Als er ungefähr auf Höhe der Hausnummer St.-Bonifatius-Straße 2 angekommen war, schickte er sich auf dem Gehweg an, wieder auf sein Rad zu steigen und langsam anzutreten. In dem Augenblick habe ein kräftiger Mann ihm beide Hände um den Hals gelegt, ihn vom Rad gezogen und angeschrien. "Ich habe ihn keinesfalls mit dem Teppich berührt", ist sich der 51-Jährige sicher.

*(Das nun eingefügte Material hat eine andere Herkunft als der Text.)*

PR #17466, opened 2023-05-04
Overlaps calculation fix for harm marks and vibrato segs

mikekirin:


src/engraving/layout/layoutsystem.cpp
```diff
@@ -1366,7 +1366,9 @@ void LayoutSystem::processLines(System* system, std::vector<Spanner*> lines, boo
                 && ss->visible()
                 && prevSegment->isHarmonicMarkSegment()
                 && ss->isVibratoSegment()
-                && prevSegment->x() == ss->x()) {
+                // for some zoom sizes when the line crosses the bar line x not always the same
+                // but the difference is around 0.00000... so we have to round the value
+                && (int)prevSegment->x() == (int)ss->x()) {
```
cbjeukendrup, line 1371: Usually, we use `RealIsEqual` from `realfn.h` to handle rounding errors.

Eism (approved):

PR #146, opened 2023-11-15
Fixing test account context manager to correctly update account in global cache.

rohinb2:
There was a bug in the `test_account` context manager / fixture that led to the config not being properly updated globally. This led to Resources being created with the wrong account in test usages.

### DIFF
--- a/tests/conftest.py
+++ b/tests/conftest.py
@@ -1,12 +1,9 @@
 import contextlib
 import enum
-import os
-
-import dotenv
 
 import pytest
 
-import runhouse as rh
+from runhouse.globals import rns_client
 
 
 class TestLevels(str, enum.Enum):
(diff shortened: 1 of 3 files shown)


rohinb2:
* main
  * **PR #146** <a href="https://app.graphite.dev/github/pr/run-house/runhouse/146?utm_source=stack-comment-icon" target="_blank">Graphite</a>  👈

This [stack of pull requests](https://stacking.dev/?utm_source=stack-comment) is managed by [Graphite](https://app.graphite.dev/github/pr/run-house/runhouse/146?utm_source=stack-comment).

tests/conftest.py
```diff
@@ -82,39 +79,14 @@ def test_account():
...
-        yield {
-            "test_token": test_account_token,
-            "test_username": test_account_username,
-            "test_folder": test_account_folder,
-        }
-
+        account = rns_client.load_account_from_env()
+        if account is None:
+            pytest.skip("`TEST_TOKEN` or `TEST_USERNAME` not set, skipping test.")
+
```
jlewitt1, line 87: to enable using the fixture as a context manager (ex: `with test_account`) we should also yield the account here

rohinb2:
oh yep forgot that after i updated

jlewitt1 (approved):

PR #153, opened 2023-11-19
Server Tests Github Action

jlewitt1:


.github/workflows/server_tests.yaml
```diff
@@ -0,0 +1,61 @@
...
+      - '*'
+  workflow_dispatch:
+
+jobs:
+  server-test:
+    runs-on: ubuntu-latest
+
+    strategy:
+      matrix:
+#        python-version: [3.7, 3.8, 3.9, 3.10]
```
jlewitt1, line 18: @dongreenberg you think it's overkill to run these tests across multiple python versions?

dongreenberg:
I'm not sure we really need a server tests action specifically. We can just run `pytest tests/ --level unit` with Rohin's recent changes, and the UNIT server tests will be run within the set (as soon as they're marked as such).

.github/workflows/server_tests.yaml
dongreenberg: Will they launch in parallel (i.e. as separate actions)?

.github/workflows/server_tests.yaml
```diff
@@ -0,0 +1,61 @@
...
+        echo "${{ secrets.DOCKER_SSH_PUBLIC_KEY }}" > $HOME/.ssh/runhouse/docker/id_rsa.pub
+        chmod 600 $HOME/.ssh/runhouse/docker/id_rsa.pub
+
+    - name: Save Runhouse config
+      env:
+        TEST_TOKEN: ${{ secrets.TEST_TOKEN }}
+        TEST_USERNAME: ${{ secrets.TEST_USERNAME }}
+      run: |
+        mkdir -p $HOME/.rh
+        python -c "import yaml; import os; config = {'token': os.environ['TEST_TOKEN'], 'username': os.environ['TEST_USERNAME'], 'default_folder': f\"/{os.environ['TEST_USERNAME']}\", 'default_keypair': '$HOME/.ssh/runhouse/docker/id_rsa'}; yaml.dump(config, open('$HOME/.rh/config.yaml', 'w'))"
```
dongreenberg, line 51: I would actually rather we put these at `~/.ssh/sky-key` so they get picked up by default and we don't need to set a default_keypair, and then we can simply run `runhouse login -y $TEST_TOKEN` here instead of manually dropping in the config yaml, which is flakier and less realistic.

dongreenberg: Also, there's a big problem with this. We test sharing by sharing a resource with test account. In this action the sharer and sharee would be the same. We probably need a second CI test account or something that we use to log in here, so it's sharing with Test account just like we are locally.

PR #149, opened 2023-11-16
Fix global ssh tunnel cache to use port as well.

rohinb2:
We use a global dictionary to cache open ssh connections to particular
addresses. However, for local tests where several connections are running
locally on localhost, the cache would incorrectly hit.

PR #159, opened 2023-11-20
Update Dockerfile for Sudo support + Nginx

jlewitt1:
add separate fixture for local tls with nginx testing

Fix global ssh tunnel cache to use port as well. (#149)

We use a global dictionary to cache open ssh connections to particular
addresses. However, for local tests where several connections are running
locally on localhost, the cache would incorrectly hit.

Add an end-to-end test for a local docker cluster with telemetry enabled (#142)

Disable telemetry by default in the local docker public key cluster

Add ServerModule Tests (#151)

update nginx tests for local docker

Merge remote-tracking branch 'origin/main' into telemetry-nginx-docker-updates

update nginx local tests to use separate containers for http / https

set up client port for nginx fixtures

### DIFF
--- a/runhouse/docker/slim/password-file-auth/Dockerfile
+++ b/runhouse/docker/slim/password-file-auth/Dockerfile
@@ -14,7 +14,7 @@ RUN mkdir -p /app/ssh
 
 # Install the required packages
 RUN apt-get update --allow-insecure-repositories && \
-    apt-get install -y --no-install-recommends gcc python3-dev openssh-server rsync supervisor screen curl && \
+    apt-get install -y --no-install-recommends gcc python3-dev openssh-server rsync supervisor screen curl sudo ufw && \
     apt-get clean && \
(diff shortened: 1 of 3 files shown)


jlewitt1:
* main
  * **PR #159** <a href="https://app.graphite.dev/github/pr/run-house/runhouse/159?utm_source=stack-comment-icon" target="_blank">Graphite</a>  👈

This [stack of pull requests](https://stacking.dev/?utm_source=stack-comment) is managed by [Graphite](https://app.graphite.dev/github/pr/run-house/runhouse/159?utm_source=stack-comment).

DenisYay (approved):
This looks great, thanks!

There's actually one more Dockerfile that we should update:

https://github.com/run-house/runhouse/blob/main/runhouse/docker/cuda/Dockerfile

We should also likely have some tests around it, but these can wait until we externalize an official Runhouse Docker support.

PR #177, opened 2023-11-26
install docker before running unittests in git (CI)

BelSasha:


dongreenberg:
What necessitated this? The UNIT level tests are supposed to not need Docker (the definition of LOCAL is using containers, whereas UNIT shouldn't need them).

Auch der Vorwurf der Einschüchterung von Zeugen steht im Raum

Was dann folgte, sei eine Affekthandlung gewesen, sagt Ralf H. "Was war das jetzt?", habe er sich gedacht. Und: "Muss man sich das auch noch gefallen lassen?" Dann lehnte er sein Rad an die Hauswand, ging dem Rentner zwei Meter hinterher und gab ihm von der Seite einen Schubs. Der andere sei nicht zusammengesackt, sondern umgefallen, wie ein Baum, mit dem Gesicht nach vorne.

Erst als der 78-Jährige auf dem Boden lag, habe er bemerkt, dass es sich um einen alten Mann handelte. Er habe ihm aufgeholfen, Eduard K. sei bei Bewusstsein gewesen, habe aber abwesend gewirkt. Zusammen mit einem Zeugen habe man den Verletzten auf den Stuhl eines Cafés gehievt, er habe ein Glas Wasser für ihn geholt.

"Sie sollen zu Zeugen gesagt haben, sie sollten mit ihrem Aussageverhalten aufpassen, damit sie keine Schwierigkeiten bekämen", hält ihm Richter Höhne vor. Nein, das habe er nicht gesagt, entgegnet Ralf H. Fünf Verhandlungstage sind für den Prozess angesetzt, das Urteil wird am 14. Juli verkündet.